Record prices, higher quotas fuelling excitement in N.L. crab fishery
Processors say price is too high and shortage of plant workers is causing delays
After more than 40 years in the Newfoundland and Labrador fishing industry, Nelson Bussey of Port de Grave knows when things are going well. And so far this year, he couldn't be happier.
"I think this will be the best year ever for the crab fishery," Bussey said recently, standing on the deck of his 65-foot fishing vessel, the Eastern Princess II.
Bussey has reason to be upbeat.
Beneath his feet, the fish hold on his vessel was crawling with nearly $400,000 worth of snow crab, a bounty so valuable that crew members aboard the Princess could hardly contain their delight.
"For me and my wife this is a good way to put in another good year and a successful one for us," said veteran harvester Wayde Gillingham.
"It will help us get through the year and be financially stable for a year," added crewmate Jonathan Boone. "Last year was a rough year. This year will be a better year."
A combination of record prices and bigger quotas is setting the stage for the best-ever season in the Newfoundland and Labrador crab harvest, with insiders predicting that the landed value could exceed $500 million.
But while harvesters are celebrating, the companies and buy and process crab are not.
In a statement released late Friday afternoon, the executive director for the Association of Seafood Producers said the price is too high, and that the model used to set prices is broken.
"We're very concerned about the decision of the Fish Price Setting Panel," said Derek Butler.
He said the current price is very high," and said it is "divorced from our business structure and costs, and swinging the pendulum of market significantly to harvesters."
But for a provincial economy struggling through a pandemic, punishing public debt and an unemployment rate towering well above the national benchmark, harvesters say the current scenario is — to borrow a well-known phrase — lifting all boats.
"It's good for the businesses. It's good for the communities. If you make money, you spend money," said Bussey.
It's a welcome circumstance following several years of decline and uncertainty for the province's most valuable seafood product.

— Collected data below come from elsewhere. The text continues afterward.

PR #126, opened 2019-07-30
Add agora.common.Amount to handle monetary operations

Geod24:
This type should be used for monetary operations in the future, to prevent any chance of overflow or underflow.
Currently the total supply is 500M, but in the future it should be extended to the real value.
Since this value is likely to be dependent on the chain state, we might need to move some verifications outside of this type. But for now it'll do.
Also the amount of boilerplate we need to add to support our [de]serialization, hashing and Vibe.d is already annoying. Will check how I can fix that soon.

### DIFF
--- a/source/agora/common/Amount.d
+++ b/source/agora/common/Amount.d
@@ -1,0 +1,243 @@
+/*******************************************************************************
+
+   Defines a monetary type used in the blockchain
+
+   This struct can hold an amount between 0 and 500_000_000 * 10^7,
+   as there is an absolute maximum supply of 500M and each coin can be divided
+   in up to 10^7 units.
+
+   This struct does not expose operation overloading on purpose.
+   Having operator overloading would mean that any error should be reported
+   as either an `assert` being triggered or an `Exception` being thrown.
+   The convenience of using `a + b` would likely mean some places wouldn't
+   be properly bound checked, which would in turn open a DoS.
+   Instead, we provide two kind of functions for operations:
+   `bool OPNAME(ref Amount res, Type)` and `Amount mustOPNAME(Type)`
+
+    Copyright:
+        Copyright (c) 2019 BOS Platform Foundation Korea
+        All rights reserved.
+
+    License:
+        MIT License. See LICENSE for details.
+
+*******************************************************************************/
+
+module agora.common.Amount;
+
+/// Ditto
+public struct Amount
+{
+    import agora.common.Deserializer;
+    import agora.common.Hash;
+    import agora.common.Serializer;
+
+    import core.checkedint;
+
+    /// Number of units ('cents') per coins
+    public static immutable Amount UnitPerCoin   = Amount(10_000_000, true);
+    /// Maximum number of BOA coins that can ever be in circulation
+    public static immutable ulong  MaxCoinSupply = 500_000_000;
+    /// Maximum amount of money that can ever be in circulation
+    public static immutable Amount MaxUnitSupply =
+        Amount(UnitPerCoin.value * MaxCoinSupply, true);
+
+    /// Helper type for `toString`
+    private alias SinkT = void delegate(scope const(char)[] v) @safe;
+
+    /// Internal data storage
+    private ulong value;
+
+    /***************************************************************************
+
+        Construct an instance of an `Amount`
+
+        Params:
+            units = The monetary amount this new instance represent.
+                    The unit is the smaller unit of currency (see `UnitPerCoin`)
+
+    ***************************************************************************/
+
+    public this (ulong units) nothrow pure @nogc @safe
+    {
+        assert(Amount.isInRange(units));
+        this.value = units;
+    }
+
+    /// Support for hashing
+    public void computeHash (scope HashDg dg) const nothrow @nogc @safe
+    {
+        hashPart(this.value, dg);
+    }
+
+    /// Support for serialization
+    public void serialize (scope SerializeDg dg) const nothrow @safe
+    {
+        serializePart(this.value, dg);
+    }
+
+    /// Support for deserialization
+    public void deserialize (scope DeserializeDg dg) nothrow @safe
+    {
+        deserializePart(this.value, dg);
+    }
+
+    /// Pretty-print this value
+    public void toString (SinkT dg) const @safe
+    {
+        import std.format;
+        formattedWrite(dg, "%d", this.value);
+    }
+
+    /// Also support for Vibe.d serialization to JSON
+    public string toString () const @safe
+    {
+        string ret;
+        scope SinkT dg = (scope v) { ret ~= v; };
+        this.toString(dg);
+        return ret;
+    }
+
+    /// Support for Vibe.d deserialization
+    public static Amount fromString (scope const(char)[] str) pure @safe
+    {
+        import std.conv : to;
+        immutable ul = str.to!ulong;
+        if (!Amount.isInRange(ul))
+            throw new Exception("Invalid input value to Amount");
+        return Amount(ul, true);
+    }
+
+    nothrow pure @nogc @safe:
+
+    /***************************************************************************
+
+        Returns:
+            `true` if `value` is in the range `[0; Amount.MaxUnitSupply]`
+            and can be safely used to make an `Amount`
+
+    ***************************************************************************/
+
+    pragma(inline, true)
+    public static bool isInRange (ulong value)
+    {
+        return value <= MaxUnitSupply.value;
+    }
+
+    /// `isInRange` but as member function
+    pragma(inline, true)
+    public bool isValid () const
+    {
+        return isInRange(this.value);
+    }
+
+    /***************************************************************************
+
+        Add another value to `this` `Amount`
+
+        Params:
+            other = Another `Amount` value. If the value is invalid,
+                    `false` will be returned.
+        Returns:
+            `true` if the addition returned a number within bounds.
+            `false` if the number is out of the [0; MaxUnitSupply] bound.
+
+    ***************************************************************************/
+
+    pragma(inline, true)
+    public bool add (Amount other)
+    {
+        bool overflow;
+        this.value = addu(this.value, other.value, overflow);
+        if (overflow || !this.isValid())
+        {
+            // If we overflow, make sure to poison the return value
+            this.value = ulong.max;
+            return false;
+        }
+        return true;
+    }
+
+    /***************************************************************************
+
+        Substract another value from `this` `Amount`
+
+        Params:
+            other = Another `Amount` value. If the value is invalid,
+                    `false` will be returned.
+        Returns:
+            `true` if the addition returned a number within bounds.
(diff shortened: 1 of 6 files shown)


source/agora/common/Amount.d
```diff
@@ -0,0 +1,239 @@
+/*******************************************************************************
+
+    Defines a monetary type used in the blockchain
```
AndrejMitrovic:
```suggestion
   Defines a monetary type used in the blockchain
```

source/agora/common/Amount.d
```diff
@@ -0,0 +1,239 @@
...
+    public static immutable ulong  MaxCoinSupply = 500_000_000;
+    /// Maximum amount of money that can ever be in circulation
+    public static immutable Amount MaxUnitSupply =
+        Amount(UnitPerCoin.value * MaxCoinSupply, true);
+
+    /// Internal data storage
+    private ulong value;
+
+    /// Support for hashing
+    public void computeHash(scope HashDg dg) const nothrow @nogc @safe
```
AndrejMitrovic: https://github.com/bpfkorea/agora/blob/v0.x.x/doc/Style.md#functions

:P

source/agora/common/Amount.d
```diff
@@ -0,0 +1,239 @@
...
+    /// Also support for Vibe.d serialization to JSON
+    public string toString () const @safe
+    {
+        string ret;
+        scope SinkT dg = (scope v) { ret ~= v; };
+        this.toString(dg);
+        return ret;
+    }
+
+    private alias SinkT = void delegate(scope const(char)[] v) @safe;
```
AndrejMitrovic: Could you move this above all the field declarations? It's hard to find here.

source/agora/common/Amount.d
```diff
@@ -0,0 +1,239 @@
...
+
+        Construct an instance of an `Amount`
+
+        Params:
+            units = The monetary amount this new instance represent.
+                    The unit is the smaller unit of currency (see `UnitPerCoin`)
+
+    ***************************************************************************/
+
+    public this (ulong units)
```
AndrejMitrovic: Could we make a rule to move the constructor before any other methods?

Geod24: We could, but the reason it's here is because of the attributes declaration on top. Bitblob works the same.

source/agora/common/Amount.d
```diff
@@ -0,0 +1,239 @@
...
+                    `false` will be returned.
+        Returns:
+            `true` if the addition returned a number within bounds.
+            `false` if the number is out of the [0; MaxUnitSupply] bound.
+
+    ***************************************************************************/
+
+    pragma(inline, true)
+    public bool sub (Amount other)
+    {
```
AndrejMitrovic, line 176: Hmm.. What about checking if `this.isValid` is false at the start of this function? Because the value may already be poisoned.

AndrejMitrovic: And the subtracting it "unpoisons" it by mistake.

source/agora/common/Amount.d
```diff
@@ -0,0 +1,239 @@
...
+        }
+        return true;
+    }
+
+    /// Convenience version of `add` which asserts in case of overflow
+    /// Prefer using this only in `unittest`s
+    public ref Amount mustAdd (Amount other)
+    {
+        if (!this.add(other))
+            assert(0);
```
AndrejMitrovic, line 196: Seems like it could be a DoS vulnerability to keep this public, if you're never supposed to use it. It crashes the app right..

Geod24: Yep it does. It is "practical" but should be flagged in any code review. I could also make it `version (unittest)` but I wanted to see what the diff would look like

source/agora/common/Amount.d
Geod24: Make the suggestion instead you dingus

source/agora/common/Amount.d
```diff
@@ -0,0 +1,239 @@
...
+    private ulong value;
+
+    /// Support for hashing
+    public void computeHash(scope HashDg dg) const nothrow @nogc @safe
+    {
+        hashPart(this.value, dg);
+    }
+
+    /// Support for serialization
+    public void serialize(scope SerializeDg dg) const nothrow @safe
```
Geod24:
```suggestion
    public void serialize (scope SerializeDg dg) const nothrow @safe
```

source/agora/common/Amount.d
```diff
@@ -0,0 +1,239 @@
...
+    {
+        serializePart(this.value, dg);
+    }
+
+    /// Support for deserialization
+    public void deserialize(scope DeserializeDg dg) nothrow @safe
```
Geod24:
```suggestion
    public void deserialize (scope DeserializeDg dg) nothrow @safe
```

Geod24: Like THIS

source/agora/common/Amount.d
```diff
@@ -0,0 +1,239 @@
...
+    public this (ulong units)
+    {
+        assert(Amount.isInRange(units));
+        this.value = units;
+    }
+
+    /// Make a value without checking bounds
+    /// Used to initialize the bounds themselves, and to make invalid values
+    /// in unittests
+    private this (ulong units, bool dummy) { this.value = units; }
```
AndrejMitrovic:
```suggestion
        private this (ulong units, Flag!"YouDingus") { this.value = units; }
```

And then use it like:

```D
auto amount = Amount(100, Yes.YouDingus);
```

source/agora/common/Amount.d
```diff
@@ -0,0 +1,239 @@
...
+    /***************************************************************************
+
+        Returns:
+            `true` if `value` is in the range `[0; Amount.MaxUnitSupply]`
+            and can be safely used to make an `Amount`
+
+    ***************************************************************************/
+
+    pragma(inline, true)
+    public static bool isInRange (ulong value)
```
AndrejMitrovic, line 122: Technically.. this would never be allowed. An amount should never spend the entire money supply. Except maybe the genesis transaction?

source/agora/common/Amount.d
Geod24: You have terrible indentation tastes

AndrejMitrovic: Whoa what happened there. Ignore that please.

Geod24: Too late. Can't unsee.

source/agora/common/Amount.d
```diff
@@ -0,0 +1,239 @@
...
+        return  value <= MaxUnitSupply.value;
+    }
+
+    /// `isInRange` but as member function
+    pragma(inline, true)
+    public bool isValid () const
+    {
+        return isInRange(this.value);
+    }
+
```
AndrejMitrovic, line 133: Two blank lines? What are you compensating for?

Geod24: https://www.youtube.com/watch?v=Dkk9gvTmCXY

source/agora/common/Amount.d
AndrejMitrovic:
```suggestion
    public void computeHash (scope HashDg dg) const nothrow @nogc @safe
```

source/agora/common/Amount.d
```diff
@@ -0,0 +1,239 @@
...
+    private alias SinkT = void delegate(scope const(char)[] v) @safe;
+
+    /// Support for Vibe.d deserialization
+    public static Amount fromString (scope const(char)[] str) pure @safe
+    {
+        import std.conv : to;
+        immutable ul = str.to!ulong;
+        if (!Amount.isInRange(ul))
```
AndrejMitrovic, line 106: So in some cases we poison the value, in other cases we throw an Exception. Is there a general rule where one or the other should be preferred?

AndrejMitrovic: Also I feel this check should be in the constructor?

source/agora/common/Amount.d
```diff
@@ -0,0 +1,239 @@
...
+        Returns:
+            `true` if `value` is in the range `[0; Amount.MaxUnitSupply]`
+            and can be safely used to make an `Amount`
+
+    ***************************************************************************/
+
+    pragma(inline, true)
+    public static bool isInRange (ulong value)
+    {
+        return  value <= MaxUnitSupply.value;
```
AndrejMitrovic:
```suggestion
        return value <= MaxUnitSupply.value;
```

source/agora/common/Transaction.d
```diff
@@ -441,15 +427,20 @@ public Amount getSumInput (Transaction tx,
 
     Params:
         tx = `Transaction`
+        acc = Accumulator value. Pass a default-initialized value to get this
+              transaction's sum of output.
 
     Return:
         Sum of `Output` in the `Transaction`
```
AndrejMitrovic: Wrong docs.

source/agora/common/Amount.d
Geod24: This is a bit of an odd one: `fromString` is required for Vibe.d. But actually, Vibe.d has a serialization framework which offers multiple alternatives. I'd like to unify everything under this architecture ASAP, because every new type we introduce will need to define 5 methods...

Geod24: And the check is not in the constructor because the constructor being called with wrong parameter is a programming bug. While `fromString` is called for deserialization of parameters sent to the `API`.

source/agora/common/Amount.d
```diff
@@ -0,0 +1,239 @@
...
+   as there is an absolute maximum supply of 500M and each coin can be divided
+   in up to 10^7 units.
+
+   This struct does not expose operation overloading on purpose.
+   Having operator overloading would mean that any error should be reported
+   as either an `assert` being triggered or an `Exception` being thrown.
+   The convenience of using `a + b` would likely mean some places wouldn't
+   be properly bound checked, which would in turn open a DoS.
+   Instead, we provide two kind of functions for operations:
+   `bool OPNAME(ref Amount res, const Type)` and `Amount mustOPNAME(const Type)`
```
AndrejMitrovic: They're not `const` though. :)

AndrejMitrovic:
It LGTM for the most part.

source/agora/common/Amount.d
Geod24: Very good point. Fixed and added a test that substracts `invalid` to `invalid`.

source/agora/common/Amount.d
Geod24: But what be a good value then ?...

Geod24:
Updated, and removed the `getSumInput` function since it's actually unused and untested.

AndrejMitrovic:
The build failure was a random segfault, I've restarted that build.

AndrejMitrovic:
Is this ready?

AndrejMitrovic (approved):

With signs of a strengthening resource, federal regulators bumped up the overall quota to roughly 38,000 tonnes, an increase of roughly 30 per cent over last year.
WATCH | Terry Roberts talks with harvesters about the record-high prices in this year's crab fishery:
"We're seeing a lot of small crab and small crab is the future. The resource is good," said Bussey.
Americans love snow crab
The timing of that increase is welcomed because the market for snow crab is in the red zone, driven by an unprecedented demand from U.S. consumers at retail outlets.
It's all part of the COVID-19 stay-at-home phenomenon that has practically wiped out the traditional restaurant market.
The harvest opened at the beginning of April, with a record price of nearly six bucks a pound.
But the fisheries union appealed to the fish price setting panel, and won a jaw dropping decision last Sunday: a new price of $7.60 for these long legged, bottom dwelling shellfish.
That's more than double last year's price, and far removed from days when harvesters like Bussey were being paid $1.50 for their catch.
"Right now it's the highest price that we've ever fished for in my career, and in anyone's career, in Newfoundland," he said.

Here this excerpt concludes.